After a lengthy introduction in which all these ideas are explained and defended, the bulk of the book comprises exegetical studies of a number of key Pauline texts, each of which culminate in the claim that Trinitarian theology, classically understood, helps us makes sense of them. In chapter 2, Wesley shows how a number of texts (Rom 4:24; 8:11; Gal 1:1) do much more than defining who Jesus is in relation to God; they define who God is in relation to Jesus. Romans 4:24, for example, “specifies who God is, even prior to the resurrection of Jesus, by reference to Jesus ... God was for Abraham the God who would raise Jesus.” Thus,

Paul means for God’s raising of Jesus not only to become the occasion of identifying God but also to enable a grasp of God’s identity - what makes God the unique “person” he is vis-à-vis Jesus Christ ... The person “God” - traditionally referred to as “the Father” in Trinitarian discourse - is who he is by virtue of this relation with Jesus (“the Son”, in traditional terms); by his act of giving up and raising Jesus (and the soteriological effects of that act) God defines himself as a distinct person, in such a way that the relation is internal to the self-definition.

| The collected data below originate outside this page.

PR #1478, opened 2016-05-17
DOC:add instructions to install; fix doc build for python 3

shoshber:
small changes to start contributing!

### DIFF
--- a/doc/links_names.txt
+++ b/doc/links_names.txt
@@ -56,7 +56,7 @@
 .. _doctest-mode: http://www.cis.upenn.edu/~edloper/projects/doctestmode/
 .. _bazaar: http://bazaar-vcs.org/
 .. _subversion: http://subversion.tigris.org/
-.. _nose: http://somethingaboutorange.com/mrl/projects/nose
+.. _nose: http://nose.readthedocs.io/en/latest/
 .. _`python coverage tester`: http://nedbatchelder.com/code/modules/coverage.html
 
 .. Other python projects
--- a/doc/sphinxext/numpy_ext/numpydoc.py
+++ b/doc/sphinxext/numpy_ext/numpydoc.py
@@ -40,7 +40,7 @@ def mangle_docstrings(app, what, name, obj, options, lines,
 
     if what == 'module':
         # Strip top title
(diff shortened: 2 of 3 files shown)


satra:
@shoshber - welcome to nipype.

i was recently told that the install instructions are not very evident for a lay person. since you are new to nipype, and editing the file in this PR, could you please take a look?

shoshber:
@satra aye, that is exactly what I'm doing! Maybe not for a layperson, but I can provide perspective from someone who is new to the project.

shoshber:
I was planning to add clarifications to the install documentation in another pull request, but I can do it in this one--is that what you are asking?

satra:
@shoshber - since i saw an `install.rst` change, i thought it could be done with this. but having a separate PR for it would be good.

shoshber:
I'm not done testing my installation of nipype yet, but here are my thoughts so far:
1. nibabel 2.0.1 is already in nipype's requirements.txt file. Why do the instructions say to install it separately?
2. Setting up my development environment to build the documentation was unexpectedly difficult. Some ideas to help it go more smoothly for the next person: a) document packages that are required for development, say, in a file called requirements-developer.txt (by analogy to requirements.txt). sphinx, graphviz would be in the file. b) build documentation testing into circleci to prevent accidental commits of breaking changes

I updated install.rst with some clarifications/additional instructions. I'll add it to this pull request as soon as it finishes building.

Shoshana

chrisfilo:
1. `pip install nipype` should automatically install nibabel if it's not present. There is no need to install it manually. Maybe we should remove all dependencies that are installed automatically? They only confuse users.

1. Documentation is already built and tested for error on CircleCI. See https://github.com/nipy/nipype/blob/master/circle.yml#L49

mwaskom:
> There is no need to install it manually. Maybe we should remove all dependencies that are installed automatically? They only confuse users.

I think it's good to know what kind of dependencies a package has, though I agree it should be made clear what pip will take care of.

shoshber:
1. Yeah, the Mac OS X instructions make it seem like you must install nibabel separately. I'll clarify that in the instructions.
2. That's odd--the numpy doc would not build in python 3 until I made the changes in the commit. I'm not versed enough in circleci to check--perhaps it is only checking the build for python 2?

PR #1484, opened 2016-05-25
FIX: The GradientTable object should be immutable; the bvalues aren't

kesshijordan:
being passed into the object correctly, so I changed the function used
to create the GradientTable object

### DIFF
--- a/nipype/interfaces/dipy/base.py
+++ b/nipype/interfaces/dipy/base.py
@@ -59,13 +59,8 @@ class DipyDiffusionInterface(DipyBaseInterface):
     def _get_gradient_table(self):
         bval = np.loadtxt(self.inputs.in_bval)
         bvec = np.loadtxt(self.inputs.in_bvec).T
-        try:
-            from dipy.data import GradientTable
-            gtab = GradientTable(bvec)
-            gtab.bvals = bval
-        except NameError:
-            from dipy.core.gradients import gradient_table
-            gtab = gradient_table(bval, bvec)
+        from dipy.core.gradients import gradient_table
+        gtab = gradient_table(bval, bvec)
 
         gtab.b0_threshold = self.inputs.b0_thres
         return gtab


kesshijordan:
I was using this with a .bvecs and .bvals format input to the GradientTable object, and the units were off by quite a bit when I fit the tensor. It turns out, the bvalues weren't being used by the GradientTable object because they were being set as an attribute after the object was created. They should be input using one of the factory functions to ensure that they are handled correctly.

oesteban:
One question @arokem: is that possible that older versions of dipy only implement the ```GradientTable```?

If I'm not wrong, I implemented it that way because ```dipy.core.gradient_table``` didn't seem to be available in older versions of dipy.

Once confirmed, may I ask you @kesshijordan to go back to a try ... except structure, but using the recommended ```gradient_table``` as default?. Something like:

```
try:
    from dipy.core.gradients import gradient_table
    gtab = gradient_table(bval, bvec)
except NameError:
    from dipy.data import GradientTable
    gtab = GradientTable(bvec)
    gtab.bvals = bval
```

arokem:
This has been in place since version 0.6 (2012):
https://github.com/nipy/dipy/commit/1714e7c5059fd88a8f036b15a8e59953c7eff197

kesshijordan:
The way that is written, the bvals you are setting will not be reflected by the GradientTable object, and everything will by off by a factor of the bvalue. We could put just the vectors in, and let the user combine their bvals&bvecs in the except case (@mrbago, perhaps you could comment?)

oesteban:
Well, looking at the old code: https://github.com/nipy/dipy/commit/1714e7c5059fd88a8f036b15a8e59953c7eff197#diff-3d2aafe93b8f41be9cf3521aa9d5d194L5, maybe this would do:

```
try:
    from dipy.core.gradients import gradient_table
    gtab = gradient_table(bval, bvec)
except NameError:
    from dipy.data import GradientTable
    gtab = GradientTable(bval, bvecs=bvec)
```

Don't you think?

MrBago:
@oesteban GradientTable and gradient_table were added in the same release, the older version you're looking at was a WIP that was never made public. I just checked and dipy 0.5.0 does not have a `dipy.core.gradients` file at all.

The issue may have been because GradientTable is being imported from `dipy.data` instead of `dipy.core.gradients` (I'm not sure when we started importing `GradientTable` into `dipy.data`). I believe if you want a GradientTable from a bvec/bval pair, you should be using the helper functions.

Just for context, the helper functions do a bunch of checking for errors and corner cases then call `GradientTable(bval[:, None] * bvec)`.

oesteban:
@MrBago thanks for the details :). What do you think we should implement for nipype? Should we get rid of the try ... catch, and go use `gradient_table`?

MrBago:
I'm not sure about the try catch, why is it catching a NameError?

oesteban:
I included it because I was having that exception in earlier versions of dipy. It should be an ```ImportError``` , correct?

MrBago:
In that case I don't think you need the try catch.

arokem:
I think that what @MrBago means is that since the code proposed here imports from the right place (from `dipy.core.gradients`, this should work on older versions of Dipy as well. I am +1 for merging this PR.

PR #1485, opened 2016-05-25
DOC more documentation (tutorials) fixes/updates

shoshber:


doc/users/install.rst
```diff
@@ -76,8 +76,14 @@ nose_ installed, then do the following::
 
 you can also test with nosetests::
 
-    nosetests --with-doctest /software/nipy-repo/masternipype/nipype
-    --exclude=external --exclude=testing
+    nosetests --with-doctest <installation filepath>/nipype  --exclude=external --exclude=testing
```
satra: if nipype is already installed this can now be done with: `nosetests --with-doctest nipype`

doc/users/install.rst
```diff
@@ -119,7 +125,7 @@ Must Have
 Nibabel_ 1.0 - 1.4
```
satra: should probably allow for greater nibabel version. some of these are set with `*_MIN_VERSION` in info.py. we should just follow that i think.

doc/users/install.rst
```diff
@@ -119,7 +125,7 @@ Must Have
...
   Neuroimaging file i/o library.
 
-Python_ 2.7
+Python_ 2.7 or Python_ 3
```
satra: may need to be 3.3+

doc/users/install.rst
chrisfilo: Should we even list those dependencies? It gives a false impression that user needs to install those libraries manually when in truth all of this is done automatically by pip. I would simplify this to `pip install nipype`

shoshber: pip install nipype is here: https://github.com/nipy/nipype/pull/1485/files#diff-444fe9dbdb99f1db654e1abeebe704ebR40

The note above clarifies that I think. Or would you like to remove the section entirely?

satra: i agree. perhaps we can simply replace it with a link to the requirements file.

it would be good to simplify this to:

1. install with pip
2. if you don't have sudo privileges, 
    a. install a miniconda environment 
    b. install nipype into it.
3. if you don't want to do either talk to your sysadmin :)

doc/users/install.rst
shoshber: added it as an option

doc/users/install.rst
shoshber: removed "dependencies" section, added link to requirements.txt

doc/users/install.rst
shoshber: removed

shoshber:
I messed up my branches so the diffs are confusing--sorry about that

shoshber:
diffs are correct now

satra:
we should also update the initial bit in `install.rst` that points to older versions of nipype. perhaps it should simply say:

`
Current release
Development version
`

shoshber:
-> update the install.rst to point to current versions of nipype

done!

PR #1493, opened 2016-06-03
ENH Added grad_dev input to fsl.dti.bedpostx5 interface

mattfeld:
bedpostx expects a grad_dev.nii.gz file in subject directory if the -g flag is true.

I've tested these changes locally running a bedpostx workflow successfully on the HCP data.


nipype/interfaces/fsl/dti.py
```diff
@@ -348,6 +349,9 @@ def _run_interface(self, runtime):
                  os.path.join(subjectdir, 'bvals'))
         copyfile(self.inputs.bvecs,
                  os.path.join(subjectdir, 'bvecs'))
+        _, _, ext = split_filename(self.inputs.grad_dev)
```
satra:
```
if isdefined(self.inputs.grad_dev):
    _, _, ext = split_filename(self.inputs.grad_dev)
    copyfile(self.inputs.grad_dev, os.path.join(subjectdir, 'grad_dev' + ext))
```

satra:
thanks @mattfeld , the comment takes care of the situation when the grad_dev is not defined. also, if you could run make_specs and add the updated test_auto_bedpostx file that would be good.

mattfeld:
thanks @satra for your comment. I've added the if statement for times when grad_dev is not defined, ran the make specs and updated the test_auto_BEDPOSTX5.py file.  Let me know if there is anything else I need to do.

PR #1494, opened 2016-06-03
[ENH] Fill in_index automatically in ApplyTOPUP if not defined

oesteban:
Allow ```in_index``` to be undefined.

### DIFF
--- a/nipype/interfaces/fsl/epi.py
+++ b/nipype/interfaces/fsl/epi.py
@@ -378,7 +378,7 @@ class ApplyTOPUP(FSLCommand):
         # If not defined, assume index are the first N entries in the
         # parameters file, for N input images.
         if not isdefined(self.inputs.in_index):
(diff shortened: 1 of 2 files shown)


nipype/interfaces/fsl/epi.py
```diff
@@ -374,6 +371,17 @@ class ApplyTOPUP(FSLCommand):
...
     output_spec = ApplyTOPUPOutputSpec
 
+    def _parse_inputs(self, skip=None):
+        if skip is None:
+            skip = []
+
+        # If not defined, assume index are the first N entries in the
+        # parameters file, for N input images.
+        if not isdefined(self.inputs.in_index):
+            self.inputs.in_index = range(1, len(self.inputs.in_files) + 1)
```
satra: `range` -> `list(range(...))` in py3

The next two chapters tackle three crucial texts (Phil 2:6-11; 1 Cor 8:4-6; 15:24-28) of which it is frequently argued that, as well as sharing divine identity, Jesus is somehow subordinated to God, such that the unique status of God is not compromised. In response, Wesley argues (a) that this way of putting things assumes that the identity of God is something Paul conceived of independently of Jesus, which is not the case; (b) that the exalted language used of Jesus indicates that he is not just God-like, but “shown to belong within what makes YHWH unique”; (c) that differentiation and even subordination also appear in some texts; (d) that, taken together, Paul thinks in terms of an “asymmetrical mutuality” between the divine persons; and that (e) only the Trinitarian strategy of redoublement can make sense of this:

As we have seen, classic (both “Eastern” and “Western”) Trinitarian formulations regularly emphasised the need to speak of God “twice over”, describing the three “persons” or hypostases as irreducibly distinct and at the same time describing the three as one in essence or will or power ... such a “redoubled” discourse makes possibly an understanding of what might be called asymmetrical mutuality between God and Jesus, whereby God is not who God is as “father” without Jesus and Jesus is not who he is as the raised and exalted one without God.

As one who has spent five years studying 1 Corinthians in detail, I found Wesley’s account of 15:25 both very convincing and extremely helpful.

Finally he turns to the Spirit, looking at 1 Corinthians 12:3, Galatians 4:4-7 and 2 Corinthians 3:17. His theological exegesis of the latter, in dialogue with the two major ways of reading one of Paul’s most difficult texts (particularly the question of whether “the Lord” is Yahweh or the risen Jesus) is one of the highlights of the book, and he concludes the chapter with a section entitled “Against Binitarianism”:

The “binitarian” descriptor implies (or overtly asserts) that the Spirit is not essential to the story of God and Jesus’ identities. It suggests that Paul’s theology is better limned by keeping the Spirit’s identity and action in a secondary, derivative place from those of God and Jesus. But that, as we have seen, is a perspective exegesis will not support.

All in all, this is a fascinating, lucid and creative book. There are some exegetical gems, especially on Romans 4, 1 Corinthians 15 and 2 Corinthians 3, and some serious theological insights. But the greatest strength of Paul and the Trinity is simply that it unites biblical studies and theology, exegesis and systematics, in a way that sheds light on both. As I said above, if you’re interested in either biblical studies or theology, you should probably read it. And if you aren’t, then you should probably stop reading our blog posts. We must be really annoying you.